I am trying to solve a PDE by applying separation of variables using the complex form of a Fourier Series. The PDE to solve is $$\bigtriangleup u = 0,\ u(1,\ \theta) = 2\pi\theta - \theta^2$$
I plugged $u = R(r)T(\theta)$ into the polar Laplacian formula, and ended up with $\frac{T_{\theta \theta}}{T} = \lambda$ and $-\frac{r^2 R_{rr} + r R_r}{R} = \lambda$. My solutions to the Sturm-Liouville problems are $R = Ar^{-\sqrt{-\lambda}} + Br^{\sqrt{-\lambda}}$ and $T = Ce^{-\sqrt\lambda \theta} + De^{\sqrt\lambda \theta}$ (I have ruled out the $\lambda = 0$ case). Thus I have $$u = (Ar^{-\sqrt{-\lambda}} + Br^{\sqrt{-\lambda}})(Ce^{-\sqrt\lambda \theta} + De^{\sqrt\lambda \theta})$$
Since the given boundary condition implies that the domain is a disk, I also have the implied boundary conditions $u(r,\ 0) = u(r,\ 2\pi)$ and $u_\theta (r,\ 0) = u_\theta (r,\ 2\pi)$. Plugging these implied conditions into the general solution yields an algebraic system with solution $\lambda = -n^2$, where $n$ is an arbitrary integer, therefore $$u = \sum_{n = -\infty}^\infty (A_n r^{-n} + B_n r^n)(C_n e^{-n \theta i} + D_n e^{n \theta i})$$
Now I think the RHS expression here has a redundancy which allows me to kill $C_n e^{-n \theta i}$ without losing any of the correct terms, because of the two-sided summation.
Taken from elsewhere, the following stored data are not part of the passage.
PR #598, opened 2022-01-12
change pyo3 as optional dependency in native Python Parser

sehz:
@zsol great work on Python Parser.  This makes it more accessible outside this project.

## Summary

Native Rust parser has `pyo3` as a mandatory dependency.  Since I am only interested in Python Parser, I want to change to optional dependency to reduce compile and build complexity.    With the change,`pyo3` is still included as a default feature thus everything is the same as before.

Then I can lump $D_n$ into $A_n$ and $B_n$ simplifying things to $$u = \sum_{n = -\infty}^\infty (A_n r^{-n} + B_n r^n)e^{n \theta i}$$
Applying the given boundary condition yields $2\pi\theta - \theta^2 = \sum_{n = -\infty}^\infty (A_n + B_n)e^{n \theta i}$. The Fourier coefficient $A_n + B_n$ should be given by $\frac{1}{2\pi} \int_0^{2\pi} (2\pi\theta - \theta^2)e^{-n\theta i} d\theta$, which is $-\frac{2}{n^2}$. This leads to $u = \sum_{n = -\infty}^\infty (A_n r^{-n} + (-\frac{2}{n^2} - A_n)r^n)e^{n \theta i}$, which expands to $$u = \sum_{n = -\infty}^\infty \frac{(A_n n^2 r^{-n} - A_n n^2 r^n - 2r^n)(cos(n\theta) + sin(n\theta)i)}{n^2}$$
I think this answer is incorrect, because if we consider the special case of the problem which models an equilibrium temperature distribution, then $A_n$ must be $0$ (because $u$ must be finite at the origin), and $u$ must be real, but in my answer $u$ is not in fact real when $A_n = 0$. What am I doing incorrectly to arrive at this solution?